Security automation – the argument has been won

With such a complex threat environment, automation can stop threats in their tracks and allow security staff to focus on what they do best.

By Tim Ferguson

Thu 7 Dec 2017 @ 11:59

The growing sophistication of cyber threats and the speed at which they evolve means it's only a matter of time before a corporate network is compromised. While perimeter security offers some protection, it can't hope to catch every attack that attempts to compromise a network.

Security staff are constantly bombarded with alarms and alerts as they strive to keep their networks safe. This creates alarm fatigue among security with the result that threats aren't always picked up. The sheer volume of alerts also makes it difficult for security analysts to focus on other aspects of their job.

Combined with the ongoing cybersecurity skills shortage, the increase of threats means security operations centres (SOCs) can be overwhelmed and lack effectiveness.

A powerful tool in this fight to keep up with security threats is automation. Security tools are increasingly capable of acting without human intervention, meaning that mundane but important tasks such as network monitoring can be handed over to software.

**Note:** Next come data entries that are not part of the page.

PR #225, opened 2023-12-21
Update pandoc to recent version (3.0.1) so that we can use grid tables.

kbeyls:
pandoc-fignos is no longer supported on recent pandoc versions, so instead, this commit adds the simple lua script theme/fignos.lua that implements just the functionality that we are using. This results in the figure numbering in the PDF to no use chapter-based numbering (e.g. figure 2.3 for the 3rd figure in chapter 2), but rather uses linear numbering (figures are numbered from 1 to N throughout the whole document). This makes it consistent with how they are numbered in the HTML output, so could be argued to actually be an improvement.

Diffing the tex output before and after this patch shows that the only other difference is a minute difference in the links used for citations, which is presumably caused by using the pandoc built-in 'citeproc' rather than the deprecated pandoc-citeproc filter.

The HTML output is harder to diff. The older version of pandoc creates very long HTML lines, whereas the newer version of pandoc seemingly tries hard to make the HTML output fit within an 80-column width.

As far as I can see, there are no regressions.
The only differences I've spotted are the ones described above.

This not only leads to fewer inconsistencies in response but reduces the workload for security staff, letting them focus on tasks of more value which require their specialist skills. Analysts can also spend more time getting up to speed with the latest threats and improving their skills, boosting the overall security capabilities of their organisation.

But automation isn't just about freeing up the time of the security team. It's also about moving an organisation from a reactive to a proactive stance on cybersecurity.

Speed is of the essence when it comes to dealing with cyber threats and it's critical that SOCs are able to detect and shut down threats as quickly as possible. The aim must be to reduce mean time to detect (MTTD) and mean time to respond (MTTR).

It is useful to consider automation in the context of the cyber threat lifecycle or 'kill chain'.

As the threat progresses along the six stages of the kill chain – reconnaissance, initial compromise, command and control, lateral movement, target attainment and finally exfiltration, corruption and disruption – it poses a growing risk for the organisation.

If a piece of malware is caught and shut down at the initial compromise stage, it prevents the command and control stage from being established, after which it becomes harder to contain the threat.

If the threat progresses all the way through to the final stage of the kill chain, it's too late and the organisation will have suffered a breach.

Automation can play a crucial role here, as it provides the means for threats to be rapidly contained. If security analysts always rely on responding to the alerts they receive, by the time they have investigated and identified the threat it may have progressed further down the kill chain.

Automated security tools can automatically detect indications of a threat and provide information to security staff to help them take the most appropriate action. This will reduce MTTD and MTTR, and ensure fewer threats are able to progress along the kill chain.

With a threat quickly contained, security analysts can examine the details of the incident and determine how they can prevent a similar threat occurring again. Automated security tools can create clear incident reports that can be used to improve responses in the future.

Automation tools aren't perfect, as their ability to investigate security events without human intervention can sometimes result in false positives. For example, a system might block an IP address that may be just be unusual, such as a cloud-based pilot project, rather than genuinely suspicious.

But good security automation can be tuned so that it fits the risk profile of the organisation and the preferences of the security team. Selecting the appropriate analytics and effective workflows will then increase accuracy.

Automation will undoubtedly play a growing role in cybersecurity as organisations grapple with a threat landscape that is constantly evolving with new ways to attack networks. And as the pressure on security teams continues to increase, it will be a powerful tool in preventing security compromises from becoming headline news.